I'm designing a PostgreSQL database that will contain information about photos uploaded by my users. All users will have at least one main photo and optionally one or more public and/or private photos. My first schema is as follows:

user
----
id (PK)

photo
-----
id (PK)
user_id   (FK to user)
photo_id  (unique identifier such as "aK1q9")
type      ("main" or "other")
access    ("public" or "private")

The query that will get run the most is:

SELECT p.photo_id FROM photo p INNER JOIN user u ON p.user_id = u.id WHERE p.type = 'main' AND u.id = (some user id);

The next most popular query will be:

SELECT p.photo_id FROM photo p INNER JOIN user u ON p.user_id = u.id WHERE p.type = 'other' AND p.access = 'public' AND u.id = (some user id);

The problem I forsee is that the Photo table will become extremely large over time as it will contain all public and private photos uploaded by all users. Since my most popular query will only be looking for the main photo IDs, would it make more sense to break my photo table up into three tables?

main_photo
----------
id (PK)
user_id   (FK to user but in a one-to-one relationship to user)
photo_id

other_public_photo
------------------
id (PK)
user_id   (FK to user)
photo_id

other_private_photo
-------------------
id (PK)
user_id   (FK to user)
photo_id

I would think this latter schema would be preferable because 1) each photo's type and access information is made explicit by where it's stored thus eliminating additional ANDs in my queries; and 2) my queries would run faster since they would be run against one of the three smaller tables rather than one huge table.

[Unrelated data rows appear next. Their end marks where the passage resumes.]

PR #2933, opened 2016-10-04
Addition of pause core action

paul-mulvihill:
### Status 
- Expansion of Core Actions

### Description
Addition of pause action allowing for a random pause between steps of a workflow.
action can take fixed duration and wait that long or using boolean random field will pause for up to that time in seconds

### Checklist (tick everything that applies)

- [x] Metadata: pack.yaml, icon, structure (required for new packs)
- [x] Version bump (required for changed packs)
- [x] Code linting (required, can be done after the PR checks)
- [ ] [Tests](https://docs.stackstorm.com/development/pack_testing.html) (not required but really recommended)

### DIFF
--- a/contrib/core/actions/pause.py
+++ b/contrib/core/actions/pause.py
@@ -1,0 +1,30 @@
+# Licensed to the StackStorm, Inc ('StackStorm') under one or more
+# contributor license agreements.  See the NOTICE file distributed with
+# this work for additional information regarding copyright ownership.
+# The ASF licenses this file to You under the Apache License, Version 2.0
+# (the "License"); you may not use this file except in compliance with
+# the License.  You may obtain a copy of the License at
+#
+#     http://www.apache.org/licenses/LICENSE-2.0
+#
+# Unless required by applicable law or agreed to in writing, software
+# distributed under the License is distributed on an "AS IS" BASIS,
+# WITHOUT WARRANTIES OR CONDITIONS OF ANY KIND, either express or implied.
+# See the License for the specific language governing permissions and
+# limitations under the License.
+
+import time
+from random import randint
+from st2actions.runners.pythonrunner import Action
+
+
+class pause(Action):
+    def run(self, max_pause, random):
+        if random:
+            delay = randint(1, int(max_pause))
+        else:
+            delay = max_pause
+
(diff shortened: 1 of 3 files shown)


contrib/core/actions/pause.yaml
```diff
@@ -0,0 +1,18 @@
+---
+  name: "pause"
+  runner_type: "run-python"
+  description: "Action to Pause workflow"
```
dzimine: well it will pause "everything", not just a workflow :) Pls craft a description that also hints an intended use.

contrib/core/actions/pause.py
```diff
@@ -0,0 +1,30 @@
...
+class pause(Action):
+    def run(self, max_pause, random):
+        if random:
+            delay = randint(1, int(max_pause))
+        else:
+            delay = max_pause
+
+        time.sleep(delay)
+
+        return
```
dzimine: May be return something? Like actual delay? Again you know better given you use this for real.

dzimine:
👍

contrib/core/actions/pause.yaml
paul-mulvihill: Unless i'm mistaken it just pauses the current thread of the workflow/subworkflow. 
I've had it running 10 concurrently and it doesn't do them one at a time. but i'll update the description.

contrib/core/actions/pause.py
paul-mulvihill: Add it to return the delay value.. makes no difference to me. but may be useful for some.

contrib/core/actions/pause.yaml
Kami: Yeah, it will pause "everything" - well just the actual action execution will behave as sleep, but it has little use outside of workflows... :)

Kami:
As discussed on Slack, I'm fine with it being Python runner action, but this does involve some overhead (spawning of a new process, even though it will just idle there since stuff in the subprocess is evenlet monkey patch so time.sleep shouldn't consume any resources), but  eventually I would prefer to add it as a functionality to the core or similar.

Kami:
Merged, thanks!

I will update the changelog and related stuff.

Which is the optimal approach from a performance standpoint?

Thanks.

Best Answer

I think, this is a design question rather database technology. So, I provided the answer with what DB technology am current working on. But, you prefer to have it explained using pseudo, so here you go with another answer. I could go and edit the other one, am intentionally leaving as it is so that if SQL Server guy visits this page then he may appreciate it, we never know!

Table Name: User
Reason: Requirement is to always associate the primary photo with the user it make sense to store just the reference of Primary Photo Id along with User record.

Columns
----------------
UserId (PK)
PrimaryPhotoId (FK to Photo table)

Table Name: Photo
Description: It would be lot easier to manage just single table. It is definitely possible to extend columns in this table in future just in-case if you want to store more information like tool-tip, Alt text, image description, etc.. The other tables doesn't get disturbed and requires absolutely no changes.

Columns
----------------
PhotoId (PK)

Table Name: UserPhoto
Description: This table provides you the flexibility to have one to many relationship. It also identifies the record whether every Photo is private or public, using the flag (IsPrivate column). If you prefer to restrict that every user shouldn't associate the same Photo twice then the proposed composite Unique Key make sense, otherwise you need to extend the unique key but the table design should remain the same.

Columns
----------------
UserPhotoId (PK, AutoIncrement)
UserId (FK to User table)       - Composite Unique Key
PhotoId (FK to Photo table)     - Composite Unique Key
IsPrivate (Bit Data type to store 0 or 1. 0 value represents for 'Public', 1 value represents for 'Private' photo)